0.5: random test failures due to unreliable test timings
I am trying to update astroplan to the latest version 0.5 on Debian. When running the tests on the different platforms, I get random failures like
> raise Flaky(message)
E hypothesis.errors.Flaky: Hypothesis test_boundaries(nside_pow=0, frac=0.4911781148020645, step=1, nest=True) produces unreliable results: Falsified on the first call but did not on a subsequent one
/usr/lib/python3/dist-packages/hypothesis/core.py:751: Flaky
---------------------------------- Hypothesis ----------------------------------
Falsifying example: test_boundaries(nside_pow=0, frac=0.4911781148020645, step=1, nest=True)

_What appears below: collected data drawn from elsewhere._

PR #558, opened 2022-03-17
ci: Add Echidna assertion test mode

StefanVitor:


.circleci/config.yml
```diff
@@ -184,33 +184,58 @@ jobs:
...
+          pkg-manager: yarn
+      - run:
+          name: "Run Echidna assertion lido pool"
+          no_output_timeout: 30m
+          command: |
+            yarn echidna-test-assertion:pool:lido
+
+  echidna-assertion-yearn-pool:
+    docker:
+      - image: stefantempus/tempus-echidna:latest
```
mijovic, line 228: Would be nice to have tempus/echidna

mijovic (commented):
Looks good now with docker optimization

.circleci/config.yml
StefanVitor: I wanted that and initially, but I misread that only paid users could create "organization" on docker hub. However, it's possible that and the free users create an organization with three members, so I now created 'tempusfinance' (only 'tempus` is occupied). We will see how this with docker hub works in next period, and maybe we will have to upgrade on payed version (it's about 300$ per year for 5 user).

.circleci/config.yml
```diff
@@ -184,33 +184,58 @@ jobs:
...
-          name: "Run Echidna"
+          name: "Run Echidna yearn pool"
           no_output_timeout: 30m
           command: |
-            yarn echidna-test:pool:lido
             yarn echidna-test:pool:yearn
 
+  echidna-assertion-lido-pool:
+    docker:
+      - image: stefantempus/tempus-echidna:latest
```
mijovic, line 215: Here it is still the same

.circleci/config.yml
```diff
@@ -184,33 +184,58 @@ jobs:
...
+          pkg-manager: yarn
+      - run:
+          name: "Run Echidna assertion lido pool"
+          no_output_timeout: 30m
+          command: |
+            yarn echidna-test-assertion:pool:lido
+
+  echidna-assertion-yearn-pool:
+    docker:
+      - image: stefantempus/tempus-echidna:latest
```
mijovic, line 228: And here as well

StefanVitor: Oops, forgot those two, I also rebased after the previous merge, so I think that now everything is fine.

mijovic (approved):

PR #120, opened 2016-11-28
added app user access token response struct

code0x9:
if using 'app user', oauth.access response struct has "user_id" and "incoming_webhook.channel_id". added them.


nlopes:
Thanks!

PR #122, opened 2016-12-06
simplify websocket example

jorinvo:
I'm not sure if I missed something but I think the example could be simplified to this.

I changed it to directly loop over the channel
and I replaced the "break with label" with a "return".

And thanks for creating this helpful library!


nlopes:
Cheers!

PR #127, opened 2017-01-17
Add function that returns rtm.IncomingEvents for external testing

oldmantaiter:
- When writing some tests that utilize this library, I need to mock
  out slack to test message handling.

Unreliable test timings! On an initial run, this test took 376.64ms, which exceeded the deadline of 200.00ms, but on a subsequent run it took 5.95 ms, which did not. If you expect this sort of variability in your test timings, consider turning deadlines off for this test by setting deadline=None.
on one or the other place. This happened so far for MIPS 32/64 bit and ARM 64 bit.
I would guess that the unreliable timing comes from the hardware and the load on our test machines -- especially the MIPS machines are rather slow. And I don't really see why this shall cause a test failure.
As suggested by the error message above, I could disable this by setting deadline=None; however as far as I understand the "hypothesis" package, this has to be done individually for each test, which would make a Debian specific patch rather unmaintainable. Is there a way to switch this off globally, and would you consider doing this in the upstream package? Or do I misunderstand something here?
Cc: @lpsinger as the Debian package maintainer
@olebole Does this issue persist with the latest version of astroplan?